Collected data

'''

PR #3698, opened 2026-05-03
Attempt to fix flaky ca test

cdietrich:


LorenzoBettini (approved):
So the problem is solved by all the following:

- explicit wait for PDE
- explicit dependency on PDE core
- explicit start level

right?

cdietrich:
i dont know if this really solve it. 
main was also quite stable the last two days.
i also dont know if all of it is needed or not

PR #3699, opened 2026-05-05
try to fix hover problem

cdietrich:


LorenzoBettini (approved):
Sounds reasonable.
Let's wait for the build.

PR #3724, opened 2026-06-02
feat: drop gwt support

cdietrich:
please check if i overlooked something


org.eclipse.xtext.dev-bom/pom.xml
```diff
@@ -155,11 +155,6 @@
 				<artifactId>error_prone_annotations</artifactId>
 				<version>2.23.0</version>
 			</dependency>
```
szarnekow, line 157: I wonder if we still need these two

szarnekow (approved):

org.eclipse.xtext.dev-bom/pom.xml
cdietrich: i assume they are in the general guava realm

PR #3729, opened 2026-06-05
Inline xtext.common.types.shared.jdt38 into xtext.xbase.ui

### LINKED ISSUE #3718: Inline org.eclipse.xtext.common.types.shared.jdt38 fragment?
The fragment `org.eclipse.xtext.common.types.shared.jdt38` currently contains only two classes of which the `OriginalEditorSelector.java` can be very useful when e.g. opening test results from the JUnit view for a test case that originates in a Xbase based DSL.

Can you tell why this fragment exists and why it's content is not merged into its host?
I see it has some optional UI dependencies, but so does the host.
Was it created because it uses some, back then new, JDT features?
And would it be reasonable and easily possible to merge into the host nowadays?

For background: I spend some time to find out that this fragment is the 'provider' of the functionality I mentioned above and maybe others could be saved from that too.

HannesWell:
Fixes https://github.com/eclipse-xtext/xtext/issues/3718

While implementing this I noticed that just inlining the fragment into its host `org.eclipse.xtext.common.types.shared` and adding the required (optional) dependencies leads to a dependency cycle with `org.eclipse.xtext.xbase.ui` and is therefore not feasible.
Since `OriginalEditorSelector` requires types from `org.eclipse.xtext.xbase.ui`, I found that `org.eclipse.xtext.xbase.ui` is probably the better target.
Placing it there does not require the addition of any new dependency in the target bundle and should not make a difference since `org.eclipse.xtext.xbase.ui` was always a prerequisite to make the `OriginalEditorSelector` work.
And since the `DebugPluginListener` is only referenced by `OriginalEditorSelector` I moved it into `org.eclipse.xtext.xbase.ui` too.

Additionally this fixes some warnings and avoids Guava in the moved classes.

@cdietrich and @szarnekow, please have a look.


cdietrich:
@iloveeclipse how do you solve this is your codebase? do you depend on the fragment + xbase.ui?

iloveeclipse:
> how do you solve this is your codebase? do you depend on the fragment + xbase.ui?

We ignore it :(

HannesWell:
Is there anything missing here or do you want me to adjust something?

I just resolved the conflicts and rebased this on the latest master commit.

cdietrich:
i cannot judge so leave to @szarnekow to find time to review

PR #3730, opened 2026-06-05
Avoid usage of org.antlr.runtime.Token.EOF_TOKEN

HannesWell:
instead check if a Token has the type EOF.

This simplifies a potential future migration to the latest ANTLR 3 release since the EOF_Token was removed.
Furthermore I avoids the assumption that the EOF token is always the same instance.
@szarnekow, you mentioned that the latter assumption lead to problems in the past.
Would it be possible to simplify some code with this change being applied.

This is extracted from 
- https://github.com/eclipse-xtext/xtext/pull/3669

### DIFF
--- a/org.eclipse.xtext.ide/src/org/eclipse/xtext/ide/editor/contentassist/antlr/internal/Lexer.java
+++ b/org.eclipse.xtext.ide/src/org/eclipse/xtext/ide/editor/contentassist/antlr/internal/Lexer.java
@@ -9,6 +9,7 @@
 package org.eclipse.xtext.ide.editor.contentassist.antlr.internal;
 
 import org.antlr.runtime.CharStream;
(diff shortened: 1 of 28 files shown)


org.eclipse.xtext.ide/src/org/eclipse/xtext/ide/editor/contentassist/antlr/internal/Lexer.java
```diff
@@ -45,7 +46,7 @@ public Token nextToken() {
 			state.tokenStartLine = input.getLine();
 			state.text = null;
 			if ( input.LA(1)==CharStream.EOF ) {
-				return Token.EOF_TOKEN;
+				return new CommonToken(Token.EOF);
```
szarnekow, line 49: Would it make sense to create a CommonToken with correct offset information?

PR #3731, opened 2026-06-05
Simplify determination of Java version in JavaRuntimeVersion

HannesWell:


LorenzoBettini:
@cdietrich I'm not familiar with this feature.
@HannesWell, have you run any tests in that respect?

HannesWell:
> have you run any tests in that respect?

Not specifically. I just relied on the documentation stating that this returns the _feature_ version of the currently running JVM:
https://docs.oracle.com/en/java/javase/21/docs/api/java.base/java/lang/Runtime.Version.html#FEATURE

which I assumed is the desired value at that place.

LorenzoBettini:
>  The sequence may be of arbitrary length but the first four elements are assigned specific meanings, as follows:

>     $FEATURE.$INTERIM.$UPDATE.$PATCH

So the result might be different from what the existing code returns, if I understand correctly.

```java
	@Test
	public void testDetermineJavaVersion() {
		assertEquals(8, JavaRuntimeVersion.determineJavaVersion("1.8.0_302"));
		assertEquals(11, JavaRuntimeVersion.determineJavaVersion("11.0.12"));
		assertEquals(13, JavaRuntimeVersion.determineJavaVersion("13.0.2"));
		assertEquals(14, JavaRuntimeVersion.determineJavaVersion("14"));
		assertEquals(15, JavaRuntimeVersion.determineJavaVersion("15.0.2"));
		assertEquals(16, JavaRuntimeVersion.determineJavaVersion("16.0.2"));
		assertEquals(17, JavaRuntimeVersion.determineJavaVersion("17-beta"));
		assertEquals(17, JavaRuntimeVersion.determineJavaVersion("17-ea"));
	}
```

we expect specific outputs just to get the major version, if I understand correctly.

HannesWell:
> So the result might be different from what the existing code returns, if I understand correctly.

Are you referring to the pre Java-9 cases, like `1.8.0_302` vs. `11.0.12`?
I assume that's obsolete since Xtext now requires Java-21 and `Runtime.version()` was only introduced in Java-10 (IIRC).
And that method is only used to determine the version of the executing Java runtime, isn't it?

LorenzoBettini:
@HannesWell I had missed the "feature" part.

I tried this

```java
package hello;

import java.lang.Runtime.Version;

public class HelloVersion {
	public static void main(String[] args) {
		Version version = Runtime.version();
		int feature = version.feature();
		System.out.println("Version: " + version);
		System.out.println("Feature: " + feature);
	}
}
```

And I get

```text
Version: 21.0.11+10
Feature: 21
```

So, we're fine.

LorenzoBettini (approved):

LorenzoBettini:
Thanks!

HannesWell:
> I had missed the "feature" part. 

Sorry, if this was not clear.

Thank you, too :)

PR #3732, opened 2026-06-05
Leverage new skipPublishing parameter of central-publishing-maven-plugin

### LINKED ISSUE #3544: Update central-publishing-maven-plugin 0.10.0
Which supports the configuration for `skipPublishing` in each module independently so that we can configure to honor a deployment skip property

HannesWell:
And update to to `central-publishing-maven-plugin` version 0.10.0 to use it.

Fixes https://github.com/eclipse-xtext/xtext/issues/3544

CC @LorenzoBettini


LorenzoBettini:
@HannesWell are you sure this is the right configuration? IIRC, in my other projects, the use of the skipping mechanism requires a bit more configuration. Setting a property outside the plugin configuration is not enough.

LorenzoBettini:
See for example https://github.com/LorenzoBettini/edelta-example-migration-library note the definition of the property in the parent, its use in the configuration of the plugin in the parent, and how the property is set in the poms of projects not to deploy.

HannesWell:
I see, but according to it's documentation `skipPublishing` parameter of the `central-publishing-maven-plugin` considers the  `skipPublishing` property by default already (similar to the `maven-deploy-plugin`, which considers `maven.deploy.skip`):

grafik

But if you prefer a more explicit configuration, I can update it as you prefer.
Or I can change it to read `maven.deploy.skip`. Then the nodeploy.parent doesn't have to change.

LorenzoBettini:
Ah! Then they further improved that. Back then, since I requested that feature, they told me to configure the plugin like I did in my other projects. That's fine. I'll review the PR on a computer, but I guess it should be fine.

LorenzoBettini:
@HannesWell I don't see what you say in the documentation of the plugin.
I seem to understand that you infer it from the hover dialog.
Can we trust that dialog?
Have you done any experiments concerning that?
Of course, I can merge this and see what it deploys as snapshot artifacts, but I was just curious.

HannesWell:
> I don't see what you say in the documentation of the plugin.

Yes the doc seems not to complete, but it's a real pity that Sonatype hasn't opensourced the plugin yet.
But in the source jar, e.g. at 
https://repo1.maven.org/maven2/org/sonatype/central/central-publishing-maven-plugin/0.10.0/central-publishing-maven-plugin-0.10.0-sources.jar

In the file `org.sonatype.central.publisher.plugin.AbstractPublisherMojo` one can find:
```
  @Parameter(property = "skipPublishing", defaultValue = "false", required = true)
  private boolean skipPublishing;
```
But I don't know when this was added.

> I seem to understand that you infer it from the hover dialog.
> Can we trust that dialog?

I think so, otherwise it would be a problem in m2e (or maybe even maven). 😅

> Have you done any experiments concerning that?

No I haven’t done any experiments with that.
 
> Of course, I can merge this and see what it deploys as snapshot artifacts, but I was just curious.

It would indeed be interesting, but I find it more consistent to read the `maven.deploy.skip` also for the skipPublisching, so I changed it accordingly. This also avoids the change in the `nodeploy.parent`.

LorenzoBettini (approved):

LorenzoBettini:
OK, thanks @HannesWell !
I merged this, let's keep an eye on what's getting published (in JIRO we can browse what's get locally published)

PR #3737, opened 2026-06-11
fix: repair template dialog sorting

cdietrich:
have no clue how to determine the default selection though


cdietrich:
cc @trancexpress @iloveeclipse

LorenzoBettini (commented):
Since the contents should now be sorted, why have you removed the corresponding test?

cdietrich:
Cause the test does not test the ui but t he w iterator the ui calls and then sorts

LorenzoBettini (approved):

'''
'''

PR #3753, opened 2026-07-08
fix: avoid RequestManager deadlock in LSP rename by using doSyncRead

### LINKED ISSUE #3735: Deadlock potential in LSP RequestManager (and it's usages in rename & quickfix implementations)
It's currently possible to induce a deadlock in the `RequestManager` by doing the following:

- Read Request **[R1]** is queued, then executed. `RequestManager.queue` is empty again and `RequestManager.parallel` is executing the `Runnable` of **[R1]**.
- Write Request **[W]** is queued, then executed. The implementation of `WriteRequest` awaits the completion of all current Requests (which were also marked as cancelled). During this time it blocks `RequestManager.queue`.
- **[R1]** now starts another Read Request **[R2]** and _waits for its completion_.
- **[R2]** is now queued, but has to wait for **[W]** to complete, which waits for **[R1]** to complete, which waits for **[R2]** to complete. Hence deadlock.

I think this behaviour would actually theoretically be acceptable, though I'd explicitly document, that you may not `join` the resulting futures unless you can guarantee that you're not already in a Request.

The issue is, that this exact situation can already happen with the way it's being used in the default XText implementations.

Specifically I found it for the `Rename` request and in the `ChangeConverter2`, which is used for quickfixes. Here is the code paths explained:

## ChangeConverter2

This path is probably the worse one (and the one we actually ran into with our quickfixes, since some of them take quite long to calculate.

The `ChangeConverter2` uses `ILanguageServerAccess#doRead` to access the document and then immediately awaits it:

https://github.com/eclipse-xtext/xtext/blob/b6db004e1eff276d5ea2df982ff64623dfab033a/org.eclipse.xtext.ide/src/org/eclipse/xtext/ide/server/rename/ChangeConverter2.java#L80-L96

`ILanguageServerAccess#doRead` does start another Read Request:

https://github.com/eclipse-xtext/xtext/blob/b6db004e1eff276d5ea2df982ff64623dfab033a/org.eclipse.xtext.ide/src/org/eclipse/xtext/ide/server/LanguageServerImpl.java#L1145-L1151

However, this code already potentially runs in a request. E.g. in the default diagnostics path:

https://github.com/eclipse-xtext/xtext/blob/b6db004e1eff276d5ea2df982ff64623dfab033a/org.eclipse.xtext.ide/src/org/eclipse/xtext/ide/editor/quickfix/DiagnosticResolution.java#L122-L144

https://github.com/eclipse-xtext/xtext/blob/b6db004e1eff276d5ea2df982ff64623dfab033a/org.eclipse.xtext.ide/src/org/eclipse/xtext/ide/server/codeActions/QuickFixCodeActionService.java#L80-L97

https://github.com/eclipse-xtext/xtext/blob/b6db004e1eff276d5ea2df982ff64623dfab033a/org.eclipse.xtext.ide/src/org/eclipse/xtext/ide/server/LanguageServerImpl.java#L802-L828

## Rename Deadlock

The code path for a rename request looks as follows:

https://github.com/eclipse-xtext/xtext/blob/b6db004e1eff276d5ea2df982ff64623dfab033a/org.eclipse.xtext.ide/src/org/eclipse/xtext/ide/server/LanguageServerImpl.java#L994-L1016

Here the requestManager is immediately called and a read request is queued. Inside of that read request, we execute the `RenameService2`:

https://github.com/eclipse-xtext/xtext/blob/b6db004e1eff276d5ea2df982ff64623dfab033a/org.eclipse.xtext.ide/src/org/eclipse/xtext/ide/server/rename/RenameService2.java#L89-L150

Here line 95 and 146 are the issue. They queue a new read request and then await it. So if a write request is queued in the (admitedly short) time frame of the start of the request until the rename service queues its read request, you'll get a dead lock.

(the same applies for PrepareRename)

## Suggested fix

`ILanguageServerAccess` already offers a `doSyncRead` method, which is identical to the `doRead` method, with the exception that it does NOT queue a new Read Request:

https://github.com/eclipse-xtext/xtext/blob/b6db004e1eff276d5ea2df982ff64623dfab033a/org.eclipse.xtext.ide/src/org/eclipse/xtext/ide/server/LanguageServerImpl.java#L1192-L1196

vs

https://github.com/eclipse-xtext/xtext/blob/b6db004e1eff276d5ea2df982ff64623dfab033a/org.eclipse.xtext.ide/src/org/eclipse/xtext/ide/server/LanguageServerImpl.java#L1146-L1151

'''

Exercise description
Send back an exact copy of only the lines from the line with "PR #3698, opened 2026-05-03" up to and including the line with "i dont know if this really solve it." in the data above.

Output for this task
PR #3698, opened 2026-05-03
Attempt to fix flaky ca test

cdietrich:


LorenzoBettini (approved):
So the problem is solved by all the following:

- explicit wait for PDE
- explicit dependency on PDE core
- explicit start level

right?

cdietrich:
i dont know if this really solve it. 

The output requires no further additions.